Datek's explosive growth can be credited to its success in securing a profitable niche in the world of day-traders - investors who trade based on movement in the stock price and other technical factors rather than fundamental factors. "Datek built a fairly robust technical infrastructure to support Small Order Execution System operations," which are favored by day-traders, said Burnham. "They've been able to take that technical infrastructure, along with their reputation, and leverage that to very quickly build an online-trading site. They've really secured a niche with the day-traders."
For its part, Schwab's dominance online may come at the company's own expense. Schwab gets an average $144 per transaction in the offline world; online, the company brings in less than one-fourth that amount. Since many of Schwab's online customers have migrated from the offline world, the company (along with other traditional discount brokerages like Quick & Reilly - in sixth place, with 5 percent of online volume - and Fidelity) faces the tough task of remaining profitable in the online world of lower commissions, lower order flow payments from market makers, and high advertising costs.
Schwab spokesman Tom Taggart said the company does not disclose information about how its various customer channels are faring. "We don't even look at it as how profitable our online customer is," said Taggart. "We look at a customer by their account, not their channel." But, Taggart noted, "Believe me, we don't get into anything that isn't profitable."
Fidelity likewise declined to comment on the relative profitability of its online vs. offline accounts.
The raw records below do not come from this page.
PR #178, opened 2020-02-11
Added a new module for dynamic COR

fusiongenre:
* Added a new module for dynamic COR.
 * Upgrade dependencies in order to resolve errors.


api/apiApp.js
```diff
@@ -13,13 +13,7 @@ const urlencoded = BodyParser.urlencoded({
...
 const json = BodyParser.json()
 
-// const whitelist = ['http://localhost:3000', 'http://meirim.org', 'https://meirim.org']
-const cors = Cors({
-  origin: (origin, callback) => callback(null, true),
-  optionsSuccessStatus: 200,
-  credentials: true,
-  preflightContinue: false
-})
+const cors = Cors()
```
dortheimer: This is not needed here.

api/apiRoutes.js
```diff
@@ -1,60 +1,64 @@
...
+Router.delete("/alert/:id", wrap(Alert.delete, Alert));
+Router.delete("/alert/_token/:token", wrap(Alert.unsubscribe, Alert));
 
 // me
-Router.get('/me/', wrap(Alert.browse, Alert))
+Router.get("/me/", wrap(Alert.browse, Alert));
 
 // Public API
-Router.get('/public/plan', publicWrapper(Plan.publicBrowse, Plan))
+Router.use("/public", customCors({ type: "public" }));
```
dortheimer: the variable is called Cors only

api/lib/cors.js
```diff
@@ -0,0 +1,34 @@
+const Config = require("./lib/config");
+const Cors = require("cors");
+
+module.exports = function({ type = "default" }) {
```
dortheimer: I think it's better to use lambda functions

fusiongenre:
WIP

api/lib/cors.js
```diff
@@ -0,0 +1,34 @@
...
+    const whitelist = Config.defaultAllowedOrigins;
```
dortheimer: use Config.get('defaultAllowedOrigins')

api/lib/cors.js
```diff
@@ -0,0 +1,34 @@
...
+
+    if (type === "public") {
```
dortheimer: Just export a publicCors object from this file. In this way, we don't have to pass configuration options.

config/default.json
```diff
@@ -54,5 +54,11 @@
                 "pass": ""
             }
         }
+    },
+    "defaultAllowedOrigins": ["http://localhost:3000", "http://meirim.org", "https://meirim.org"],
+    "apiTokens": {
+        "ashdfioh2io43hri2o3hdioashd": {
+            "allowedOrigins": ["https://www.simplex-mapping.com/"]
```
dortheimer: This should not be in the config file since it should be a secret. Put some placeholder instead.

But the company, which slipped from second to third in the ranks of volume online traders during the past quarter, did admit that many of its customers are simply migrating from the company's offline services. "Forty percent of our customers are trading in some kind of online capacity," said spokesman Andy Trincia. "We expect that to be up to 50 percent by the end of this year."
In the end, traditional brokerages may not have a choice in the matter. "For the existing discount brokerages, one of the reasons they've been so aggressive in this market is because if they didn't, they would lose all their customers," said Burnham. "Now, everybody agrees that it's just a matter of time before this becomes the primary channel for discount brokerages.